His smile says my accent is embarrassing but he appreciates the effort. Yes, sår means wound and hans means cleaner.

Later, I would look up these two words to see how it’s spelled.  I can’t find it anywhere.  Google translate doesn’t have anything that looks or sounds like hans for the English “cleaner.” 

I paid for the few things I had picked up along the way and headed towards the apotek to see if my new Danish word could get me what I really want.

This kid’s human kindness meant I could leave rather than simply melt into a pile on the store floor.


I know that normal people would never connect this moment of homesickness to a global international crisis. I know this because my sister is a very extraordinarily wonderful normal person who gets confused when a simple road trip leaves me thinking about how the US can better engage with average Afghanis. So, I am prepared for the fact that what I’m about to say will be met with groans by several friends who want me to just “relax… don’t make everything a thing…” and stuff that I totally understand and respect but I have absolutely no ability to do.


As I left the grocery store, I started to think about the refugees fleeing Syria.  I chose this life of constantly feeling out of my depth, never knowing exactly what I’m supposed to be doing or how many social rules I’ve inadvertently broken.

I’ve chosen to leave my family and friends even though if I return to Ohio no one will attempt to throw me off a roof or behead me or sell me as a sex slave.

I can’t imagine the pain of doing all this without a real choice. 

Living overseas – leaving my family and friends behind and moving to this new place –makes everything just a tiny bit harder.  Most of the time, I’m prepared for that challenge.  But some days… some days I just want to throw my basket onto the aisle floor and have myself a good cry because the aisle clearly doesn’t have rubbing alcohol no matter how many times I tell myself it should be right here.

But I’m a privileged migrant.  The reason I’m allowed to start sentences in English without any backlash at all is because of my alabaster skin and Midwest American accent. No one finds me threatening or my presence a grave cause for concern over Danish nationality or British security.

No one is threatening to send the British military to France to stop my movements.

No one is wringing their hands about what my presence does to the welfare state or the cultural norms.

It is cruel that my migration, based solely on professional interests and a desire to travel, is welcomed more than those who are fleeing persecution, forced to relocate not because they want to enjoy a few more jaunts to Madrid but because they face slaughter at home.

The West is not doing enough. We push boats back, refuse to offer real resettlement options, and tell Syria’s neighbors to just suck it up and make it work.  We do not think about the trickle down effect this has on other refugees, like those in Lebanon who are currently unable to register as refugees because the state has legitimately taken in too many Syrians.

Syrian refugees now make up more than a quarter of the Lebanese population. 

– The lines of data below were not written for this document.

PR #760, opened 2020-02-21
[Python] Port strings concept exercise from C#.

aldraco:
Here is a stab at porting the strings exercise over. I referenced the generic "how to create a concept exercise" doc, and perhaps am missing a few items as a result. Will take a closer look tomorrow.

I named the test file `test_strings.py` instead of the convention that seems to already exist, which would be `strings_test.py`; I did so because it helps with `pytest`'s auto detection, but if there is another reason the file should be named differently, I'd like to understand that.

The WIP ~= "I would like to give a second pass at" :
 - prerequisite concepts, and concepts taught (this is also in flux right now as we create our list)
 - give some more thought to the example solution

Feedback appreciated.


languages/python/config.json
```diff
@@ -8,7 +8,14 @@
     "indent_size": 4
   },
   "exercises": {
-    "concept": [],
+    "concept": [
+      {
+        "slug": "strings",
+        "uuid": "",
+        "concepts": ["strings-methods"],
```
ErikSchierboom: In other tracks, we're using the `strings-basic` concept for the strings exercise. This is no formal requirement, but we do want to strive towards using cross-track concepts.

```suggestion
        "concepts": ["strings-basic"],
```

Additionally, does "strings-methods" cover what is being taught completely? I think the student is also taught how to define strings for example, which fits "strings-methods" less well I feel.

languages/python/exercises/concept/strings/.docs/after.md
```diff
@@ -0,0 +1,10 @@
+# After
+
```
ErikSchierboom: We've recently (as in yesterday) started to experiment with changing the `after.md` document a bit. The most important change is that the `after.md` document should now summarize what the exercise aimed to teach the student, like a recap of sorts. It can also still include references to interesting other resources like the ones you list here.

For an example of new `after.md` files, see https://github.com/exercism/v3/blob/master/languages/ruby/exercises/concept/strings/.docs/after.md and https://github.com/exercism/v3/pull/767/files

languages/python/exercises/concept/strings/.docs/after.md
```diff
@@ -0,0 +1,10 @@
...
+It's useful to become familiar with Python's string instance methods, formatting, and literal syntax. For a deep dive on what information a string is encoding (or, "how does the computer know how to translate zeroes and ones into letters?"), this blog post is enduringly helpful: https://www.joelonsoftware.com/2003/10/08/the-absolute-minimum-every-software-developer-absolutely-positively-must-know-about-unicode-and-character-sets-no-excuses/
+
+### More about Python logging
+
+Python has a useful builtin logging library, aptly-named `logging`. It handles cases similar
```
ErikSchierboom:
```suggestion
Python has a useful built-in logging library, aptly-named `logging`. It handles cases similar
```

I like this reference!

languages/python/exercises/concept/strings/.docs/introduction.md
```diff
@@ -0,0 +1,3 @@
+# Introduction
+
+A `str` typed object in Python is an immutable sequence of Unicode code points.
```
ErikSchierboom: It might be useful to explain how Python expects users to manipulate strings. Is it though built-in methods, functions? See [this example](https://github.com/exercism/v3/blob/master/languages/csharp/exercises/concept/strings/.docs/introduction.md).

languages/python/exercises/concept/strings/.docs/hints.md
```diff
@@ -0,0 +1,23 @@
...
+### 2. Get log level from a log line
+
+ - Strings have methods that help [convert letters from lower to uppercase][https://docs.python.org/3/library/stdtypes.html#str.lower] and vice-versa.
+
+### 3. Reformat a log line
+
+Strings are immutable, but can be combined together to make new strings, or have elements replaced.
+Python also has a concept of string formatting, like many other languages.
+
+ - https://docs.python.org/3/library/stdtypes.html#str.join
```
ErikSchierboom: Is one of the three mentioned ways to combine strings preferred over the others? If so, it might be useful to guide the user to that method.

languages/python/config.json
yawpitch: Let's go with `strings-basic` ... Python has _a lot_ of methods on the **str** type and this will barely cover any of them. We'll need a follow up exercise to cover more.

languages/python/exercises/concept/strings/.docs/hints.md
```diff
@@ -0,0 +1,23 @@
...
+ - There are also [methods to assist handling extra whitespace][https://docs.python.org/3.7/library/stdtypes.html#str.strip] on the ends of a string.
+
+### 2. Get log level from a log line
+
+ - Strings have methods that help [convert letters from lower to uppercase][https://docs.python.org/3/library/stdtypes.html#str.lower] and vice-versa.
+
+### 3. Reformat a log line
+
+Strings are immutable, but can be combined together to make new strings, or have elements replaced.
+Python also has a concept of string formatting, like many other languages.
```
yawpitch: We should probably have some mention of concatenation (ie `+` and `+=`).

languages/python/exercises/concept/strings/.docs/hints.md
yawpitch: There's no true preference; `str.join` is the best choice for combining a series of strings around some common delimiter ... `str.format` and f-strings are broadly similar, but there are subtle differences (the latter is more powerful, but captures from the local environment at runtime in such a manner as to make them _useless_ for template strings that need to be internationalized. Most likely we will need distinct concepts for each to cover those differences, so I'm not sure we need to state a preference here.

languages/python/exercises/concept/strings/.docs/instructions.md
```diff
@@ -0,0 +1,46 @@
...
+- `ERROR`
+
+You have three tasks, each of which will take a log line and ask you to do something with it.
+
+### 1. Extract a message from a log line
+
+Implement a method to return a log line's message:
+
+```python
+loglines.extract_message("[ERROR]: Invalid operation")
```
yawpitch: Personally I think we can lose the module qualification in the name of each function. The only prerequisite for this exercise is `functions`, we will have to have a distinct concept for `modules` and `namespaces`.

languages/python/exercises/concept/strings/.docs/introduction.md
yawpitch: This does need clarification ... strings are manipulated through the use of `overloaded-operators`, `string-methods`, and `builtin-functions`, among others.

languages/python/exercises/concept/strings/.meta/design.md
```diff
@@ -0,0 +1,37 @@
...
+ - Know how to manipulate strings to create new strings.
+ - Familiarize one's self with string instance methods in Python.
+ - Learn about string formatting.
+
+## Things not to teach
+
+- Regex: `regex` is a useful tool for a solution, but isn't required.
+- Iteration: Although strings are iterable, this is not the focus of this exercise.
+
+
```
yawpitch: Consistent white spacing between headings.

languages/python/exercises/concept/strings/example.py
```diff
@@ -0,0 +1,25 @@
+import re
+
+LOGLINE_RE = r"\[(\w*)\] (.*)"
```
yawpitch: Seems odd to me that we mention in the .meta/design.md that regex should _not_ be taught here, but that's the example we choose?

yawpitch: Also, this pattern is problematically loose, since it will match WAY more than INFO, WARNING, and ERROR.

languages/python/exercises/concept/strings/test_loglines.py
```diff
@@ -0,0 +1,38 @@
+import unittest
```
yawpitch: This file should follow the same `[SLUG]_test.py` naming pattern as all the others; that's what the test runner is expecting, and this naming will break that tooling.

languages/python/exercises/concept/strings/test_loglines.py
```diff
@@ -0,0 +1,38 @@
...
+import loglines
```
yawpitch: Rather than requiring fully qualified names in the tests use `from loglines` to import the appropriate functions. In the long run we're probably going to want to extract data into a canonical representation for our track and re-purpose the existing test generator, so we may as well use the idioms we developed there.

languages/python/exercises/concept/strings/test_loglines.py
```diff
@@ -0,0 +1,38 @@
...
+
+
+class TestLogLines(unittest.TestCase):
+    def test_message(self):
+        assert (
```
yawpitch: This should be using `unittest.TestCase.assertEquals`.

languages/python/config.json
ErikSchierboom: Probably. The idea of the `strings-basic` exercise in C# is that the student will learn where to look for the methods/functions that are available. We then don't have to teach all the individual functions, but only the skill to find them.

aldraco: Is the `configlet` the item I need to generate the UUID here? Still learning my way around the various projects.

languages/python/exercises/concept/strings/test_loglines.py
aldraco: Thanks, I will have to take a closer look at those.

languages/python/exercises/concept/strings/example.py
aldraco: Good point. It is a cleaner solution, but not within the parameters of this concept exercise. I updated with a third option.

languages/python/exercises/concept/strings/.docs/hints.md
aldraco: Another part of the goal with listing more than one option was to make clear to the student that there are a wealth of options available, and to provide a sense of familiarity around their docs. I see the value in focusing on fewer items in order not to confuse, though.

aldraco:
Thanks for the feedback @ErikSchierboom and @yawpitch . I updated according to your suggestions.

Still TODO:
 - figure out how to generate the UUID for this branch
 - add some links (relative markdown links to the concept pages)

languages/python/exercises/concept/strings/.docs/introduction.md
aldraco: Added a bit of context here.

languages/python/exercises/concept/strings/.docs/hints.md
ErikSchierboom: I understand the reasons for listing several. My main concern would be that students might get confused when they see several options, and not knowing when to use which.

ErikSchierboom:
> figure out how to generate the UUID for this branch

@aldraco You can just go to https://www.uuidgenerator.net/version1 and it will randomly generate one for you.

languages/python/exercises/concept/strings/.docs/introduction.md
```diff
@@ -0,0 +1,5 @@
+# Introduction
+
+A `str` typed object in Python is an immutable sequence of Unicode code points. This could include letters, numbers, punctuation, etc. To manipulate strings, Python provides string methods that can transform a string into other types, create new strings based on method arguments, or return information about the string. Python operators are also overloaded to provide the ability to use them with strings, e.g. to add them together with `+`.
```
ErikSchierboom: > Python operators are also overloaded to provide the ability to use them with strings, e.g. to add them together with `+`.

This sentence subtly introduces overloading. This might be a little bit early in the track. Would a simpler version also suffice? Something like:

```suggestion
A `str` typed object in Python is an immutable sequence of Unicode code points. This could include letters, numbers, punctuation, etc. To manipulate strings, Python provides string methods that can transform a string into other types, create new strings based on method arguments, or return information about the string. Strings can be concatenated with `+`.
```

Or do you also want to have the student know that `==` and such can be used?

aldraco:
@yawpitch @ErikSchierboom  I'm removing the WIP tag, and asking for a final draft review. Thanks for all of the feedback. Added the UUID and a bit more context/guidance around the various string methods.

languages/python/config.json
```diff
@@ -8,7 +8,14 @@
     "indent_size": 4
   },
   "exercises": {
-    "concept": [],
+    "concept": [
+      {
+        "slug": "strings",
+        "uuid": "c9ca5c4ec8f04c36812c721158e0d208",
+        "concepts": ["strings-basic"],
+        "prerequisites": ["functions"]
```
ErikSchierboom: As functions are such a key component of Python, you'll probably want multiple exercises dealing with functions. As such, maybe use:

```suggestion
        "prerequisites": ["functions-basic"]
```

languages/python/exercises/concept/strings/.docs/after.md
```diff
@@ -0,0 +1,18 @@
+# After
```
ErikSchierboom:
```suggestion
```

We've recently removed these headers.

languages/python/exercises/concept/strings/.docs/after.md
```diff
@@ -0,0 +1,18 @@
...
+
+In this lesson, we learned:
+ - Python has a `str` type.
+ - How to find items in a string.
+ - How to manipulate strings to create new strings.
+ - Where to find documentation about string methods.
+
+## More about strings
+
+It's useful to become familiar with Python's string instance methods, formatting, and literal syntax. For a deep dive on what information a string is encoding (or, "how does the computer know how to translate zeroes and ones into letters?"), this blog post is enduringly helpful: https://www.joelonsoftware.com/2003/10/08/the-absolute-minimum-every-software-developer-absolutely-positively-must-know-about-unicode-and-character-sets-no-excuses/
```
ErikSchierboom: Maybe use a link?

```suggestion
It's useful to become familiar with Python's string instance methods, formatting, and literal syntax. For a deep dive on what information a string is encoding (or, "how does the computer know how to translate zeroes and ones into letters?"), [this blog post is enduringly helpful](https://www.joelonsoftware.com/2003/10/08/the-absolute-minimum-every-software-developer-absolutely-positively-must-know-about-unicode-and-character-sets-no-excuses/).
```

languages/python/exercises/concept/strings/.docs/after.md
```diff
@@ -0,0 +1,18 @@
...
+
+### More about Python logging
+
+Python has a useful built-in logging library, aptly-named `logging`. It handles cases similar
```
ErikSchierboom: Maybe link in the text instead of as a separate bit of text?

```suggestion
Python has a useful [built-in logging library](https://docs.python.org/3.8/library/logging.html), aptly-named `logging`. It handles cases similar
```

languages/python/exercises/concept/strings/.docs/hints.md
```diff
@@ -0,0 +1,23 @@
...
+ - Strings in Python have lots of convenient instance methods, like [`split()`][https://docs.python.org/3/library/stdtypes.html#str.split]
+ - There are also [methods to assist handling extra whitespace][https://docs.python.org/3.7/library/stdtypes.html#str.strip] on the ends of a string.
+
+### 2. Get log level from a log line
+
+ - Strings have methods that help [convert letters from lower to uppercase][https://docs.python.org/3/library/stdtypes.html#str.lower] and vice-versa.
+
+### 3. Reformat a log line
+
+Strings are immutable, but can be combined together to make new strings, or have elements replaced. This goal can be accomplished by using string methods, or operators like `+` or `+=` (which are overloaded to work with strings).
```
ErikSchierboom: Does the student need to know about the "overloading" bit, or would it be enough to not mention that?

languages/python/exercises/concept/strings/.docs/hints.md
```diff
@@ -0,0 +1,23 @@
+# Hints
+
+### General
+
+- The [Python documentation for `str`][https://docs.python.org/3.7/library/stdtypes.html#text-sequence-type-str] is an overview of the Python `str` type.
+
+### 1. Get message from a log line
+
+ - Strings in Python have lots of convenient instance methods, like [`split()`][https://docs.python.org/3/library/stdtypes.html#str.split]
```
ErikSchierboom: Maybe you could rephrase without mentioning the `split()` method itself?

languages/python/exercises/concept/strings/.docs/instructions.md
```diff
@@ -0,0 +1,46 @@
+# Instructions
```
ErikSchierboom:
```suggestion
```

languages/python/exercises/concept/strings/.docs/instructions.md
```diff
@@ -0,0 +1,46 @@
...
+
+- `INFO`
+- `WARNING`
+- `ERROR`
+
+You have three tasks, each of which will take a log line and ask you to do something with it.
+
+### 1. Extract a message from a log line
+
+Implement a method to return a log line's message:
```
ErikSchierboom:
```suggestion
Implement a function to return a log line's message:
```

languages/python/exercises/concept/strings/.docs/instructions.md
```diff
@@ -0,0 +1,46 @@
...
+
+The message should be trimmed of any whitespace.
+
+```python
+extract_message("[ERROR]: Invalid operation.\t\n")
+// Returns: "Invalid operation."
+
+### 2. Change a message's loglevel.
+
+Implement a method that replaces a log line's current log level with a new one:
```
ErikSchierboom:
```suggestion
Implement a function that replaces a log line's current log level with a new one:
```

languages/python/exercises/concept/strings/.docs/instructions.md
```diff
@@ -0,0 +1,46 @@
...
+
+```python
+change_log_level("[INFO]: Fatal Error.", "ERROR")
+/// Returns: "[ERROR]: Fatal Error."
+```
+
+### 3. Reformat a log line
+
+Implement a method that reformats the log line, putting the message first and the log level after it in parentheses:
```
ErikSchierboom:
```suggestion
Implement a function that reformats the log line, putting the message first and the log level after it in parentheses:
```

languages/python/exercises/concept/strings/.docs/introduction.md
```diff
@@ -0,0 +1,5 @@
+# Introduction
```
ErikSchierboom:
```suggestion
```

aldraco:
Sincere apologies to everyone not on the Python track who received a ping about this PR. Something went horribly wrong when I attempted to update from master.

I'm going to close this and reopen elsewhere to avoid the extra noise. Again, so sorry.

Britain, meanwhile, had resettled 90 Syrians by the end of 2014.  In total.

90.

And now they are treating a few dozen potential refugees like an invading army.

It should be embarrassing for the state, but it’s not.

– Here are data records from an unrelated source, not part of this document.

PR #763, opened 2020-02-21
[C#] Update Concept Exercise issue

ErikSchierboom:


ErikSchierboom:
@mikedamay Ah, I now know what the problem is! You're not in the C# track's config.json file: https://github.com/exercism/csharp/blob/master/config/maintainers.json Could you PR yourself to that file (with `show_on_website` set to `false`)? Once that is merged, you'll automatically get the right permissions.

For now, I think you can use this PR to get the markdown.

mikedamay:
I'm already in https://github.com/exercism/csharp/blob/master/config/maintainers.json at line 95.  I have checked that I am logged into github as mikedamay.

I don't see an appropriate config.json file.

I note that https://github.com/exercism/csharp/blob/master/config/maintainers.json is in the csharp repo not the v3 repo.

Who ever thought permissions were a good idea?

ErikSchierboom:
Very weird! I'll ask @iHiD to take a look (permissions for @mikedamay are not set correctly).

I could go into the historical reasons why Britain has a bigger obligation than pretty much anyone else to resettle refugees, but I don’t have time.  I’ll just say for now that the UK’s response has been woefully, painfully, horribly racist.


I’ve been trying to figure out how to wrap this post up, and I can’t really.  The best I can do is this:

It’s not easy being a migrant.  It’s not fun or glamorous or cool. Being a real migrant is gathering your courage every single day to speak in a foreign tongue while navigating a system that sounds familiar but simply isn’t.

Being a refugee means doing all of that while not having a real choice in the matter.  It is the bravest attempt to do the most natural of human activities – survive – in the hardest conditions imaginable.

Our refugees deserve better than our contempt. They deserve our love and human kindness.